There are three main repositories of antisemitism in this country: the far right, the far left and parts of the Muslim community. Many British Jews, looking at population patterns and also at recent French history, worry particularly about the last of those three.
But there is now another strand of concern: young people fired up by social media and algorithmic wokery.
Fed a simple and undeniably heartrending story of Palestinian genocide, ignorant of history and blind or indifferent to the Judeophobic pitfalls that riddle their culture like holes in a cheese, parts of Gen Z are veering into quite alarming prejudice.
This does not bode well for the future. But it may also be the case that these digital passions are shallow and ephemeral. And that the benevolent culture of deep Britain is a stronger and more enduring force.
I was reassured of this on Tuesday night, when I went out for a drink with a new colleague. He waited until the end of the meal, after he’d had a few glasses of wine, before telling me that he is passionately, profoundly philosemitic and deeply disturbed by the hatred he’s observed online in recent months. My response was stuttering – what to say? – but inside I felt a warm glow of comfort and kinship.

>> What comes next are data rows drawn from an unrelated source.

PR #4735, opened 2022-03-25
Add .git to dockerignore

aaronrenner:
This PR adds `/.git/` to `.dockerignore` when running `mix phx.gen.release --docker`. The `.git` folder is not used in the `Dockerfile` we generate, so it seems unnecessary to have it included in the build context. Also, when running on a larger repo, the `.git` folder can become pretty big and it would be nice not to have to send it to the docker daemon.

This also removes `.dockerignore` from the list of excluded files because it's a small, single file and doesn't seem like it gives us much benefit to explicitly exclude it from the build context.

### DIFF
--- a/priv/templates/phx.gen.release/dockerignore.eex
+++ b/priv/templates/phx.gen.release/dockerignore.eex
@@ -14,10 +14,8 @@
 # More information on using .dockerignore is available here:
 # https://docs.docker.com/engine/reference/builder/#dockerignore-file
 
-.dockerignore
-# There are valid reasons to keep .git, namely so that you can get the
-# current commit hash
-#/.git/
+# Git repository
+/.git/
 
 # Common development/test artifacts
 /cover/


almirsarajcic (approved):
Seems like a reasonable default. 👍
We can always comment the line for the specific projects.

chrismccord:
I'll loop back to this one soon. I have some ideas for the future that may benefit from referencing the git hash, so including it by default now would be better, but TBD on whether it is necessary. Thanks!

Gazler:
You should be able to achieve this by only including `.git/HEAD` and `.git/refs`.

```
$ git show HEAD --pretty=full | head -n 1
commit d0b8727759e1e0e7aa3d41707d12376e373d5ecc

$ cat .git/HEAD
ref: refs/heads/master

$ cat .git/HEAD | awk '{print ".git/"$2}' | xargs cat
d0b8727759e1e0e7aa3d41707d12376e373d5ecc
```

PR #4736, opened 2022-03-26
Removes build_params/1 method since it is unused

ghousemohamed:
While going through the router code to understand its internals, I noticed that `build_params/1`
method is being unused. I thought there might be something I must be missing, so I removed
it and ran the test suite. But that did not seem to break anything. In case this method is needed for a
particular reason, I'd be happy to extend the test cases to account for this.

Thank you 😄


josevalim:

PR #4747, opened 2022-04-07
Use build arguments for docker base image versions

dvic:
This PR refactors the Dockerfile to use build arguments for the base images (with defaults). This allows for easier customisation in CI. For example in Ci we do something like:

```yaml
      - name: Docker build
        uses: docker/build-push-action@v2
        with:
          build-args: |
            ELIXIR_VERSION=${{ steps.asdf-versions.outputs.elixir }}
            ERLANG_VERSION=${{ steps.asdf-versions.outputs.erlang }}
```


chrismccord:
❤️❤️❤️🐥🔥

PR #4748, opened 2022-04-08
Add --info option to mix phx.routes

fchabouis:
Hi!

I wrote some code allowing a user to locate in its code base the controller function called, given an URL. Following @josevalim [suggestion](https://twitter.com/josevalim/status/1509408277460836354) to open a PR, here is a first step.

For the moment, I modified the `phx.routes.ex` file, allowing to pass a new option `--info` to the task. For example: 

```
mix phx.routes --info http://localhost:4000/

Module: Elixir.RouteInfoTestWeb.PageController
Function: index

/home/francis/projects/phoenix/installer/route_info_test/lib/route_info_test_web/controllers/page_controller.ex:4
``` 

Before going further (documentation, tests, edge cases,...) I would appreciate a first feedback about this proposition to know if it seems interesting to the Phoenix team and if the code (location, method used to find the code location) looks valid to you.

To locate the code, I use:
- `Phoenix.Router.route_info` to get the module and function called
- `module_info()` to get the file where the module is defined
- `Code.fetch_docs` to get the function definition line number in the file

Thank you


chrismccord:
This is looking great! For non plug routes, ie LiveViews, Phoenix supports a `:log_module` in the router metadata. I have added a commit here to see how you can support it:
https://github.com/phoenixframework/phoenix/commit/8c3c2c80dff25cd2cbb995db0340d3a4be22e6eb

To get the proper routed function for controllers and LiveViews, we're going to need to add a `:log_function` to the router metadata as well. You should be able to mirror everything we do + docs for the `:log_module`, then we'll be good to go. Btw I tested this with a project and the jump to line by clicking the output is just perfect. Great idea to show lines!

fchabouis:
Thanks for the feedback! I'll have a look at the `:log_function` as you suggest.

fchabouis:
Here is an update with the suggested changes @chrismccord.
See also https://github.com/phoenixframework/phoenix_live_view/pull/1970

I'm not very familiar with live_view. I tried in a new phoenix project to run 
```
mix phx.routes --info /dashboard
```
And got:
```
Module: Phoenix.LiveDashboard.PageLive
Function: :home
/home/francis/projects/phoenix/installer/route_info_test/deps/phoenix_live_dashboard/lib/phoenix/live_dashboard/page_live.ex
```
I understand, the information I passed in `:log_function` is in fact an "action", so there is no function called `:home` in the module. Is the function called always `:mount`?

Should we log the action name, but link in the module to the `:mount` function definition then?

josevalim:
I think action is better and we call it “log_action”. :)

fchabouis:
Hi @chrismccord, please let me know if there is anything else to add. Thanks!

chrismccord:
❤️❤️❤️🐥🔥

PR #4750, opened 2022-04-08
Allowing the use of nested resources with name: nil

dmitryv:
This PR allows for the resources _name_ option to be nil. I currently need to add a nested route with a custom ID name and don't see any other option of doing it.

Example:
```
    resources "/products", ProductController, param: "uuid" do
      resources "/comments", Api.CommentController
    end
```

This will generate routes like `products/:product_uuid/comments` and I need to have `:uuid` instead of `:product_uuid`.

So I've tried this:
```
    resources "/products", ProductController, param: "uuid", name: nil do
      resources "/comments", Api.CommentController
    end
```

and got the following warning

`warning: the underscored variable "_uuid" is used after being set. A leading underscore indicates that the value of the variable should be ignored. If this is intended please rename the variable to remove the underscore
  test/phoenix/router/resources_test.exs: Phoenix.Router.ResourcesTest.Router.Helpers.comment_path/3`

plus the route itself turned to be slightly wrong `products/:_uuid/comments` and also the name of the path didn't have the product word in it. This PR solves all the 3 problems.

### DIFF
--- a/lib/phoenix/router/resource.ex
+++ b/lib/phoenix/router/resource.ex
@@ -32,7 +32,7 @@ defmodule Phoenix.Router.Resource do
     alias   = Keyword.get(options, :alias)
     param   = Keyword.get(options, :param, @default_param_key)
     name    = Keyword.get(options, :name, Phoenix.Naming.resource_name(controller, "Controller"))
-    as      = Keyword.get(options, :as, name)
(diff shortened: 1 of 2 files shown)


chrismccord:
The `:name` also controls the named helper, so `nil` doesn't really  make sense in that capacity. Your best bet is to use the `:product_uuid` param or  build the routes yourself. Thanks!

Just one example of course, but I still think that’s the Wintonian spirit and soul of this country: fair-minded, with a commitment to decency, kindness and respect for others.
Not everyone of course, and not all the time by any means. This is undeniably a difficult moment and the direction of travel concerns me. But when it comes to antisemitism in Britain, I still believe that most ordinary people, when they know what is actually happening, just won’t stand for it.